哀れなるものたち(2023年製作の映画)
4.3
これは高評価してる人よりも低評価している人のレビューを読む方が面白い。

勝手な解釈をつらつら述べ、フェミニズム万歳!と叫ぶのは簡単かもしれないが、正直これは全く持って完璧な映画ではない。ただ私はこの絵が好き、くらいの感覚で評価しておく。

メンズ達の描き方がコテコテすぎて、なんかちょっと違和感だった。ぜんぶ男が悪意を込めて描く男って感じ。最後も、、ただの子供っぽい当てつけにしか見えず。ヨルゴスごめん。
あとは、女を傷つける女も描いて欲しかった。男性心理を利用して自分を優位に立たせるために他の女性を抑圧する女性の存在が無い。実際にアフリカで女性器切除やってるのはスーツ着た医者じゃなくて母ちゃんとかだし。

単純に主人公は思い詰めて苦しんで自分の意思で自死を選んだというのに、フランケンジジイの気紛れでよりにもよって自分の子供の脳みそをぶち込まれて蘇生されるっていう構図が倫理的にアウトすぎた。美人だったから?そのまま腐らせるには勿体無い素材だったから?

結局ベラを生み出したのは男性の身勝手で、それが終始すごく違和感だった。生まれるはずだった、まだ息もあったはずの胎児の人権に関しては一切語られない。

巷での評価が良い(正直この手の映画でこの消費のされ方はどうなの、と思う)ので劇場が埋まってたが、皆観てほしいなどと言える映画ではない。これを観て嫌悪感だけ抱いて終わるのでは意味がない。

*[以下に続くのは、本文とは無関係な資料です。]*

PR #198, opened 2021-05-31
project19-Ati

takrami:
API: https://api-happy-thought.herokuapp.com/

LIVE: https://jovial-jackson-97a3e9.netlify.app/


backend/server.js
```diff
@@ -0,0 +1,154 @@
...
+
+const Thought = mongoose.model("Thought", thoughtSchema);
+
+app.get("/", (req, res) => {
+  res.send("Hello world");
+});
+
+app.get("/thoughts");
+app.get("/thoughts", async (req, res) => {
+  const thoughts = await Thought.find();
```
KarolCislowski, line 54: The messages supposed to be sorted from the newest.

KarolCislowski (changes requested):
Please repair the sorting of your thoughts.

backend/server.js
takrami: Hey :) Thanks for your comment. It's sorted now.

KarolCislowski (approved):
Great API 👍🏻

PR #209, opened 2022-01-06
Zancotti-happy-thoughts-api

Zancotti:


HedvigM (commented):
Well done Sabrina!
I have made some small comments, but overall is it well executed and you have as always made that little extra features that makes it stand out and be great!

PR #210, opened 2022-01-06
Project-Happy thoughts API - Jenny

jenquach:
https://project-happy-thoughts--api.herokuapp.com/

### DIFF
--- a/server.js
+++ b/server.js
@@ -1,8 +1,9 @@
 import express from 'express'
 import cors from 'cors'
 import mongoose from 'mongoose'
+import listEndpoints from 'express-list-endpoints'
 
-const mongoUrl = process.env.MONGO_URL || "mongodb://localhost/happyThoughts"
+const mongoUrl = process.env.MONGO_URL || "mongodb+srv://jenquach:Koda2022@cluster0.d5xuu.mongodb.net/project-happy-thoughts--api?retryWrites=true&w=majority"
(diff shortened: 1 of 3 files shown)


server.js
```diff
@@ -13,13 +14,84 @@ mongoose.Promise = Promise
...
+// Main endpoint
 app.get('/', (req, res) => {
-  res.send('Hello world')
+  res.send('Welcome to Happy thougths API')
+})
+
+// List of all the endpoints
+app.get('/endpoints', (req, res) => {
+  res.send(listEndpoints(app))
+})
```
DALA746, line 52: Nice that you created endpoints!

DALA746 (commented):
When I started to look at your project in frontend, the page was blank and no information was shown and there were errors in console regarding map is undefined. I cloned your frotend repo and had a look at your code. In your frontend in App.js on line 20 you need to change `.then((data) => setThoughts(data.response))` to `.then((data) => setThoughts(data))`. Because `data.response` gives undefined and `map()` doesn't work, but `data` gives an array and mapping is successful. Also it can be good to rename `fetchThoughts()` function to something else, like for example `getRequest()`. I was confused when I tried to read code, because you have fetch and inside fetch you have `fetchThoughts()`. Otherwise, your project is working. I can post messages and see all thoughts that you have in your database. Good job! :)

PR #214, opened 2022-01-07
w19 Elin Diczfalusy Happy thoughts api

Ajliin:


server.js
```diff
@@ -1,25 +1,101 @@
...
+
+app.post('/', async (req, res) => {
+  const { message } = req.body
+
+  // name: name is shorened to: name
+
+  try {
+    //Success
+    const newThought = await new Thought({
+      message: message,
```
katiewu1, line 67: can shorten `message: message` with just `message`

server.js
```diff
@@ -1,25 +1,101 @@
...
 app.use(cors())
 app.use(express.json())
 
 // Start defining your routes here
-app.get('/', (req, res) => {
-  res.send('Hello world')
+app.get('/', async (req, res) => {
+  try {
+    const thoughts = await Thought.find().sort({ createdAt: 'desc' }).limit(20)
+    res.json(thoughts)
```
katiewu1, line 53: Can throw in `status(200)` here

server.js
```diff
@@ -1,25 +1,101 @@
...
+      {
+        $inc: {
+          hearts: 1,
+        },
+      },
+      {
+        new: true, //updated document directly- find in documentary
+      },
+    )
+    console.log('req body', req.body)
```
katiewu1, line 94: can remove console log here :)

server.js
```diff
@@ -1,25 +1,101 @@
...
+    res.status(201).json({ response: updatedHeart, success: true })
```
katiewu1, line 95: maybe better with status code 200 here instead of 201

server.js
```diff
@@ -1,25 +1,101 @@
...
+  } catch (error) {
+    res.status(400).json({ response: 'No thought with that ID', sucess: false })
```
katiewu1, line 97: just a typo sucess -> success

katiewu1 (commented):
Hej Elin! Great work! :)
Hope you find my review useful. One bigger problem I came across is your env. variable. Unfortunately I could see your .env file, think you forgot to put it on gitignore.

PR #261, opened 2022-05-18
Happy-thoughts api

rawisou:
# Project Happy Thoughts API

Hello! Welcome to the happy-thoughts API. The data is stored in Mongo DB and is being pulled from there.

Get method: 
**/thoughts/** Users can use the following endpoints to see all thoughts

**/thoughts/:thoughtId** Users can view a specific thought using a specific _id.

Post method:
**/thoughts/** Users can use a post method in this endpoint to add more thoughts.
**/thoughts/:thoughtId/like** Users can use a post method in this endpoint to add likes.

When time allows, I may add an edit and a delete button in the frontend to hook with the delete and patch method in the backend.

## View the api

https://happy-thoughts-api-rawi.herokuapp.com/

## View the api in frontend 
https://illustrious-frangipane-e38a00.netlify.app/

### DIFF
--- a/routes/thoughts.js
+++ b/routes/thoughts.js
@@ -5,9 +5,13 @@ const router = express.Router()
 
 router.get('/', async (req, res) => {
     const thoughts = await Thought.find()
+    .sort({ createdAt: "desc" })
+    .limit(20)
     res.json(thoughts)
  })
 
+
+//I wanted to try out different syntax for promises (I could have used async and await here as well for consistency.)
 router.post('/', (req, res) => {
     const thought = new Thought({
         message: req.body.message,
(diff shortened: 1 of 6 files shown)


routes/thoughts.js
```diff
@@ -0,0 +1,78 @@
...
+
+router.get('/', async (req, res) => {
+    const thoughts = await Thought.find()
+    .sort({ createdAt: "desc" })
+    .limit(20)
+    res.json(thoughts)
+ })
+
+
+//I wanted to try out different syntax for promises (I could have used async and await here as well for consistency.)
```
Nosslexa, line 14: Nice to se another way of writing this.

Nosslexa (commented):
Great job with this weeks project! Your deployed site works great. your code is easy to read and understand. I like that you have tried another way than using the async await in your post router. i se no duplicates and its cool that you also tried with the update and delete.

PR #263, opened 2022-05-18
Week 19 HP-API Done

Dopest0727:


server.js
```diff
@@ -1,27 +1,96 @@
...
+// ROUTES
+app.get('/', (req, res) => {
+  res.send('Tjaba, this is my API for my frontend app, see it here "https://tiopunkter.netlify.app"')
+})
+
+// ENDPOIJNT SHOWS 20 LATEST MSG's
+app.get('/thoughts', async (req, res) => {
+  const thoughts = await Thought.find().sort({ createdAt: 'desc' }).limit(20).exec()
+  res.status(200).json(thoughts)
+})
```
Laura-Sjolander, line 51: I tried this endpoint in backend  Seems to work fine, All the messages/thoughts is there.

server.js
```diff
@@ -1,27 +1,96 @@
...
+const Thought = mongoose.model('Thought', ThoughtSchema)
+
+// ADD MIDDLEWARE
+app.use(cors())
+app.use(express.json())
+
+// ROUTES
+app.get('/', (req, res) => {
+  res.send('Tjaba, this is my API for my frontend app, see it here "https://tiopunkter.netlify.app"')
+})
```
Laura-Sjolander, line 45: Tried this route, works well! Great!

server.js
```diff
@@ -1,27 +1,96 @@
...
+  const updatedHearts = await Thought.findByIdAndUpdate(
+    thoughtId, 
+    { 
+      $inc: { 
+        hearts: 1
+      }
+    },
+    {
+      new: true
+    }
```
Laura-Sjolander, line 78: Nice way to update the hearts by incrementing

Laura-Sjolander (commented):
Nice and clean code! Works well, I tried both the backend and the frontend, connection between them is there and stores messages as it should. 
And I love the design in the frontend part, as always. 
Keep on doing what you are doing!

server.js
```diff
@@ -1,27 +1,96 @@
...
+  )
+
+  if (updatedHearts) {
+    res.json(updatedHearts)
+  } else {
+    res.status(404).json({ response: 'No happy thought with this ID', success: false })
```
jessand77, line 84: Good that you used the 404 status code here.

server.js
```diff
@@ -1,27 +1,96 @@
...
+app.use(cors())
+app.use(express.json())
+
+// ROUTES
+app.get('/', (req, res) => {
+  res.send('Tjaba, this is my API for my frontend app, see it here "https://tiopunkter.netlify.app"')
+})
+
+// ENDPOIJNT SHOWS 20 LATEST MSG's
+app.get('/thoughts', async (req, res) => {
```
jessand77, line 48: A suggestion is to use a try and catch block here even if there is not so much that should be able to go wrong here :-)

jessand77 (commented):
Good job with this week's project too :-) Everything seems to work as it should, the code has a good structure and includes error messages and validation.

PR #266, opened 2022-05-19
Happy thoughts api - Vanessa

vanhaj:
https://happy-thoughts-projectapi.herokuapp.com/

### DIFF
--- a/server.js
+++ b/server.js
@@ -13,7 +13,6 @@ const Thought = mongoose.model('Thought', {
     required: true,
     minlength: 5,
     maxlength: 140,
-    trim: true,
   },
   like: {
     type: Number,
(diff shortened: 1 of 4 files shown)


server.js
```diff
@@ -1,11 +1,39 @@
...
+    type: Date,
+    default: () => new Date(),
+  },
+  // createdAt: {
+  //   type: String,
+  //   default: () =>
+  //     new Date(Date.now()).toLocaleString('sv-SE', {
+  //       timeZone: 'Europe/Stockholm',
+  //     }),
+  // },
```
Thereese, line 32: I think you already know this, but your time is still showing 2 hours behind in the database. I compared my code with yours, because I´ve used the one that you commented out, checked both backend and frontend and they are the same. Maybe it was something else that crashed it?

server.js
```diff
@@ -17,11 +45,60 @@ app.use(cors());
...
+});
+
+app.post('/happy-thoughts/:thoughtId/like', async (req, res) => {
+  const { thoughtId } = req.params;
+  try {
+    const likeToUpdate = await Thought.findByIdAndUpdate(thoughtId, {
+      $inc: { like: 1 },
+    });
+    res.status(200).json({
+      response: `Like ${likeToUpdate.message} has been updated`,
```
Thereese, line 91: I like that you´ve added error-messages, makes the error a bit nicer:)

server.js
```diff
@@ -17,11 +45,60 @@ app.use(cors());
...
+    res.status(400).json({ response: error, success: false });
+  }
 });
 
 // Start the server
 app.listen(port, () => {
   console.log(`Server running on http://localhost:${port}`);
 });
+
+// https://happy-thoughts-projectapi.herokuapp.com/
```
Thereese, line 104: Maybe remove if it´s not used?

Thereese (approved):
Great job, VanHaj! Works like a charm and extra points for connecting it successfully to frontend!🤩

PR #267, opened 2022-05-19
WK 19 Happy thoughts API

MarianneArdin:


server.js
```diff
@@ -16,12 +17,92 @@ const app = express();
...
+		type: Date,
+		default: () => new Date(),
+	},
+});
+
+const thought = mongoose.model('thought', ThoughtsSchema);
+
+//Start of routes
+app.get('/', (req, res) => {
+	const Main = {
```
LovisaBrorson, line 42: This const Main was new to me, clever to put a little longer message in there!

PR #2420, opened 2015-08-11
Split out the Record-dict encoding logic from RecordStreamIface into a separate class.

vitaly-krugl:
NOTE: this is a preview PR; it doesn't include tests, yet, and no issue has been filed.

Split out the Record-dict encoding logic from `RecordStreamIface` into a separate class so that it may be used by clamodel apps that don't need the rest of `RecordStreamIface`'s abstract-base-class baggage.

Pass fieldmetainfo list to RecordStreamIface instead of querying the derived class every time these static values are needed.
Remove unnecessary implementations of several methods from derived StreamReader class, since an equivalent implementation already exists in `RecordStreamIface`.

Replace use of hard-coded special attribute values with constants from `FieldMetaSpecial`.

Resolved most pylint issues in affected modules.

Fixed getFields validation tests: assert comparison of sequences instead of expecting the values wrapped in a list type explicitly.

### DIFF
--- a/nupic/data/file_record_stream.py
+++ b/nupic/data/file_record_stream.py
@@ -63,10 +63,9 @@ contents using a for loop:
 
 import os
 import csv
-import copy
 import json
 
-from nupic.data.fieldmeta import FieldMetaInfo
+from nupic.data.fieldmeta import FieldMetaInfo, FieldMetaSpecial
 from nupic.data import SENTINEL_VALUE_FOR_MISSING_DATA
 from nupic.data.record_stream import RecordStreamIface
 from nupic.data.utils import (intOrNone, floatOrNone, parseBool, parseTimestamp,
@@ -78,7 +77,7 @@ from nupic.data.utils import (intOrNone, floatOrNone, parseBool, parseTimestamp,
 class FileRecordStream(RecordStreamIface):
   """ CSV file based RecordStream implementation
   """
-  
+
   # Private: number of header rows (field names, types, special)
   _NUM_HEADER_ROWS = 3
 
@@ -91,7 +90,7 @@ class FileRecordStream(RecordStreamIface):
 
   def __init__(self, streamID, write=False, fields=None, missingValues=None,
                bookmark=None, includeMS=True, firstRecord=None):
-    """ 
+    """
     streamID:
         CSV file name, input or output
     write:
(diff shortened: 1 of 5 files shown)


vitaly-krugl:
NOTE for reviewers: my IDE eliminated a bunch of trailing white spaces in a couple of files. Use this URL to ignore the trailing whtespace changes in the diffs: https://github.com/numenta/nupic/pull/2420/files?w=1

nupic/data/file_record_stream.py
```diff
@@ -579,31 +595,15 @@ def isCompleted(self):
...
+
 
   def setCompleted(self, completed=True):
     """ Marks the stream completed (True or False)
     """
     # CSV file is always considered completed, nothing to do
     return
-  
-  
-  def getFieldNames(self):
```
vitaly-krugl: Removed in favor of the ones in the base class that provide equivalent functionality.

vitaly-krugl:
CC @scottpurdy

scottpurdy:
@vitaly-krugl - High level looks good but I need to review more thoroughly. One question first: is adding the L special field necessary for this change or is it just another thing that you think should be added?

nupic/data/record_stream.py
```diff
@@ -25,182 +25,272 @@
...
-              'months': number of months in aggregation period
-              'seconds': number of seconds in aggregation period (as a float)
+
+class RecordStreamIface(object):
+  """This is the interface for the record input/output storage classes."""
+
+  __metaclass__ = ABCMeta
+
+
+  def __init__(self, fields, aggregationPeriod=None):
```
vitaly-krugl: Note that the args in the `RecordStreamIface` constitute a change in its interface versus `def __init__(self)`. The legacy code was a bit backwards in that it depended on abstract methods to query this **static** information on demand each time it was needed (and it needed these values) instead of simply getting it via constructor as is typical.

vitaly-krugl:
@scottpurdy: regarding
> High level looks good but I need to review more thoroughly. One question first: is adding the L special field necessary for this change or is it just another thing that you think should be added?

I noticed that `RecordStream` and `FileRecordStream` are hard-coding the attributes instead of making use of making use of the constants in `FieldMetaSpecial`. Support for `L` (learning attribute) had been hard-coded in those classes without updating updating `FieldMetaSpecial`. Circumventing the intended classes constants is a bad situation, so I set good precedent by updating `FieldMetaSpecial` to include the new attribute and modifying the code to use `FieldMetaSpecial` constants instead of hard-coded values. The new `RecordDictEncoder` relies on `FieldMetaSpecial`, so I also felt that it was in-scope to make that change.

**NOTE** that a similar problem exists with the use of hard-coded types instead of `FieldMetaType`-based constants in `FileRecordStream` and elsewhere. That one had diverged even more than `FieldMetaSpecial`, including new types and support for both upper-case and lower-case variants. So, I ended up leaving the field type code alone, as it was more involved to rein in and completely out of scope of the change that I needed to make.

vitaly-krugl:
Closing this PR. Will created a new PR with a more limited scope of changes.

PR #2422, opened 2015-08-11
moved sortedJSONdumps out of nupic into swarming

### LINKED ISSUE #2421: Migrate Sorted JSON Dump function
The 'sortedJSONDumpS' function is only used within swarming, so it should be moved out of nupic and into the appropriate dir.

mihail911:
Fixes #2421 
@scottpurdy


scottpurdy:
The issue says the function is only used by swarming so should the original be deleted?

mihail911:
For some reason my editor showed that the original had been deleted. I will double-check the commit changes more closely next time. @scottpurdy

scottpurdy:
:+1:

PR #2429, opened 2015-08-13
remove swarming matchPatterns dependency on NuPIC

### LINKED ISSUE #2428: Resolve matchPatterns Swarming Dependency
Remove the swarming dependency on 'matchPatterns' within NuPIC.

mihail911:
Fixes #2428 
@scottpurdy @oxtopus

### DIFF
--- a/nupic/swarming/hypersearch/utils.py
+++ b/nupic/swarming/hypersearch/utils.py
@@ -39,11 +39,6 @@ import validictory
 from nupic.database.ClientJobsDAO import (
     ClientJobsDAO, InvalidConnectionException)
 
-# TODO: Note the function 'rUpdate' is also duplicated in the
-# nupic.data.dictutils module -- we will eventually want to change this
-# TODO: 'ValidationError', 'validate', 'loadJSONValueFromFile' duplicated in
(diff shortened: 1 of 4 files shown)


nupic/swarming/hypersearch/utils.py
```diff
@@ -753,3 +754,25 @@ def sortedJSONDumpS(obj):
 
   else:
     return json.dumps(obj)
+
+
+
+def matchPatterns(patterns, keys):
```
oxtopus: Is this duplicated from somewhere else?  Please include a TODO or something in the docstring that indicates that it was copied from nupic so that it may be refactored.

Otherwise, I have some feedback for how this ought to change.  For example, I don't believe the docstring doesn't matches the doxygen format, or sphinx (commonly used for documenting python code).  The fact that it returns `None` or a `list()` (which may be empty) doesn't seem right.

oxtopus: I see it above, now.  I think it would be better if the `TODO` were closer to the actual function.

mihail911:
Moved TODO closer to function as requested @oxtopus

PR #2432, opened 2015-08-13
Input Model Record Encoder

vitaly-krugl:
1. Broke out model record encoding logic from RecordStreamIface into ModelRecordEncoder class.
2. Removed the 'address' field type hack that was left over as the legacy from Precog prep.
3. Added missing attributes and validation checkers in nupic.data.fieldmeta.
4. Converted stream modules to use nupic.data.fieldmeta types/constants instead of hard-coding those values.
5. Implemented unit tests for ModelRecordEncoder.
6. Implemented unit tests for RecordStreamIface.getNextRecordDict and RecordStreamIface.rewind
7. Implemented unit tests for ValueError exception from FieldMetaInfo.
8. Implemented unit tests for FieldMetaSpecial.isValid and FieldMetaType.isValid
9. Fixed a bunch of pylint findings in the affected modules.

### DIFF
--- a/nupic/data/fieldmeta.py
+++ b/nupic/data/fieldmeta.py
@@ -1,6 +1,6 @@
 # ----------------------------------------------------------------------
 # Numenta Platform for Intelligent Computing (NuPIC)
-# Copyright (C) 2013, Numenta, Inc.  Unless you have an agreement
+# Copyright (C) 2013-15, Numenta, Inc.  Unless you have an agreement
 # with Numenta, Inc., for a separate license for this software code, the
 # following terms and conditions apply:
 #
@@ -30,6 +30,8 @@ from collections import namedtuple
 
 FieldMetaInfoBase = namedtuple('FieldMetaInfoBase', ['name', 'type', 'special'])
 
+
+
 class FieldMetaInfo(FieldMetaInfoBase):
   """
   This class acts as a container of meta-data for a single field (column) of
@@ -57,6 +59,27 @@ class FieldMetaInfo(FieldMetaInfoBase):
   3.
   """
 
+
+  def __init__(self,
+               name,
+               type,  # pylint: disable=W0622
+               special):
+    """
+    :param str name: field name
+    :param str type: one of the values from FieldMetaType
+    :param str special: one of the values from FieldMetaSpecial
+    :raises ValueError: if type or special arg values are invalid
+    """
+
+    if not FieldMetaType.isValid(type):
+      raise ValueError('Unexpected field type %r' % (type,))
+
+    if not FieldMetaSpecial.isValid(special):
+      raise ValueError('Unexpected field special attribute %r' % (special,))
+
+    super(FieldMetaInfo, self).__init__(name, type, special)
+
+
   @staticmethod
   def createFromFileFieldElement(fieldInfoTuple):
     """ Creates a FieldMetaInfo instance from an element of the File.fields list
@@ -76,7 +99,7 @@ class FieldMetaInfo(FieldMetaInfoBase):
     Returns:  A list of FieldMetaInfo elements corresponding to the given
               'fields' list.
     """
-    return map(lambda x: cls.createFromFileFieldElement(x), fields)
+    return [cls.createFromFileFieldElement(f) for f in fields]
 
 
 
@@ -90,6 +113,22 @@ class FieldMetaType(object):
   float = 'float'
   boolean = 'bool'
   list = 'list'
+  sdr = 'sdr'  # sparse distributed representation
+
+  _ALL = (string, datetime, integer, float, boolean, list, sdr)
+
+
+  @classmethod
+  def isValid(cls, fieldDataType):
+    """Check a candidate value whether it's one of the valid field data types
+
+    :param str fieldDataType: candidate field data type
+    :returns: True if the candidate value is a legitimate field data type value;
+      False if not
+    :rtype: bool
+    """
+    return fieldDataType in cls._ALL
+
 
 
 class FieldMetaSpecial(object):
@@ -101,3 +140,18 @@ class FieldMetaSpecial(object):
   sequence = 'S'
   timestamp = 'T'
   category = 'C'
+  learning = 'L'
+
+  _ALL = (none, reset, sequence, timestamp, category, learning,)
+
+
+  @classmethod
+  def isValid(cls, attr):
+    """Check a candidate value whether it's one of the valid attributes
+
+    :param str attr: candidate value
+    :returns: True if the candidate value is a legitimate "special" field
+      attribute; False if not
+    :rtype: bool
+    """
+    return attr in cls._ALL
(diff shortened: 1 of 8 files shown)


vitaly-krugl:
@scottpurdy: please take a look

nupic/data/stream_reader.py
```diff
@@ -472,38 +475,6 @@ def getBookmark(self):
     return self._aggBookmark
 
 
-  def getResetFieldIdx(self):
```
vitaly-krugl: These get*FieldIdx() methods are already implemented in the base class.

vitaly-krugl:
Fixes #2433

nupic/data/fieldmeta.py
```diff
@@ -97,7 +136,22 @@ class FieldMetaSpecial(object):
   Public values for the "special" field attribute
   """
   none = ''
-  reset = 'R'
-  sequence = 'S'
+  reset = 'R'     # designates the field as a reset flag
```
scottpurdy: these comments don't seem to clarfiy anything

nupic/data/fieldmeta.py
```diff
@@ -97,7 +136,22 @@ class FieldMetaSpecial(object):
...
+  sequence = 'S'  # designates the field as a sequenceId
   timestamp = 'T'
   category = 'C'
+  learning = 'L'
+
+  _ALL = (none, reset, sequence, timestamp, category, learning,)
+
+
+  @classmethod
+  def isValid(cls, attr):
```
scottpurdy: these functions are nice

nupic/data/stream_reader.py
```diff
@@ -24,20 +24,15 @@
 import logging
 import tempfile
 
-from pkg_resources import resource_filename
+import pkg_resources
 
 from nupic.data.aggregator import Aggregator
-from nupic.data.fieldmeta import FieldMetaInfo
+from nupic.data.fieldmeta import FieldMetaInfo, FieldMetaType,FieldMetaSpecial
```
scottpurdy: missing space after last comma

tests/unit/nupic/data/record_stream_test.py
```diff
@@ -0,0 +1,502 @@
+#!/usr/bin/env python
+# ----------------------------------------------------------------------
+# Numenta Platform for Intelligent Computing (NuPIC)
+# Copyright (C) 2013, Numenta, Inc.  Unless you have an agreement
```
scottpurdy: update years in headers

scottpurdy:
at some point we should update `CLAModel.run` documentation to make the input format more clear. This PR looks good though

nupic/data/fieldmeta.py
```diff
@@ -57,6 +59,27 @@ class FieldMetaInfo(FieldMetaInfoBase):
   3.
   """
 
+
+  def __init__(self,
+               name,
+               type,  # pylint: disable=W0622
```
oxtopus: `type` is built-in.

nupic/data/fieldmeta.py
```diff
@@ -90,6 +113,22 @@ class FieldMetaType(object):
...
+  sdr = 'sdr'  # sparse distributed representation
+
+  _ALL = (string, datetime, integer, float, boolean, list, sdr)
+
+
+  @classmethod
+  def isValid(cls, fieldDataType):
+    """Check a candidate value whether it's one of the valid field data types
+
+    :param fieldDataType attr: candidate field data type
```
oxtopus: Something fishy about this doc format.

nupic/data/record_stream.py
```diff
@@ -25,178 +25,271 @@
...
+def _getFieldIndexBySpecial(fields, special):
+  """ Return index of the field matching the field meta special value.
+  :param fields: sequence of nupic.data.fieldmeta.FieldMetaInfo objects
+    representing the fields of a stream
+  :param special: one of the special field attribute values from
+    nupic.data.fieldmeta.FieldMetaSpecial
+  :returns: first zero-based index of the field tagged with the target field
+    meta special attribute; None if no such field
+  """
+  for i, field in enumerate(fields):
```
oxtopus: Maybe a good idea to check that `fields` is in fact a sequence that can be indexed (like a `list` or `tuple`).  A subtle bug could be introduced if someone accidentally passes a `dict` or `set`.

nupic/data/record_stream.py
```diff
@@ -25,178 +25,271 @@
...
+    hasReset = self._resetFieldIndex is not None
+    hasSequenceId = self._sequenceFieldIndex is not None
     if hasReset and not hasSequenceId:
       # Reset only
       if result['_reset']:
         try:
           self._sequenceId += 1
         except:
-          import pdb; pdb.set_trace() 
+          import pdb; pdb.set_trace()
```
oxtopus: :confounded: Let's get rid of this!

nupic/data/fieldmeta.py
vitaly-krugl: @oxtopus: unfortunately, the `type` arg was used in the legacy implementation, and changing it would be out of scope for this task. Take a look at the base class definition above it `FieldMetaInfoBase = namedtuple('FieldMetaInfoBase', ['name', 'type', 'special'])`. This may have been done by me (?) as I was learning the pythonic ways and before I knew better.

nupic/data/fieldmeta.py
vitaly-krugl: :) you're right.

nupic/data/record_stream.py
vitaly-krugl: @oxtopus: What happened to duck-typing, anyway? :) This is a private method. There are multiple places where the fields are passed and used, so this is probably not the ideal place for it. Public methods are usually where we might have checks like that.

nupic/data/record_stream.py
vitaly-krugl: Might as well get rid of it now. No idea why we have this `import pdb; pdb.set_trace()` business here, anyway.

nupic/data/record_stream.py
oxtopus: This is a private method, but there are public methods that use this and blindly pass the value -- `ModelRecordEncoder.__init__()` for example.  Regardless, someone may intentionally make a change that results in this function being passed a different type, regardless of its visibility.

vitaly-krugl: @oxtopus, I added a check to make sure that `fields` arg evaluates to true, which covers the non-empty case. I leave the rest up to duck typing. I am hesitant about the check that you suggested, as it is conventional in python to use the "duck typing" style. By explicitly checking for `list` and `tuple`, we're reducing the generality of the implementation, since anything that implements the sequence protocol should be an acceptable container in this case. Second, you would need a pretty unlikely confluence of getting the wrong container and having "special" as the attribute of each of its elements. I don't believe that we have a problem here that needs to be solved.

ビジュアルに関しては、生成AIの浮ついた不気味さが随所に感じられてよかった。退廃的な美と画面の汚しのバランスが素晴らしい。あのエンドロールはずっと観てられる。


これは余談だが、劇場を出てから3歩歩くとしつこい下品なナンパが付き纏ってくるこの世界が一番グロテスクで惨めな気持ちで帰った。
やっぱり何も変わってないじゃん。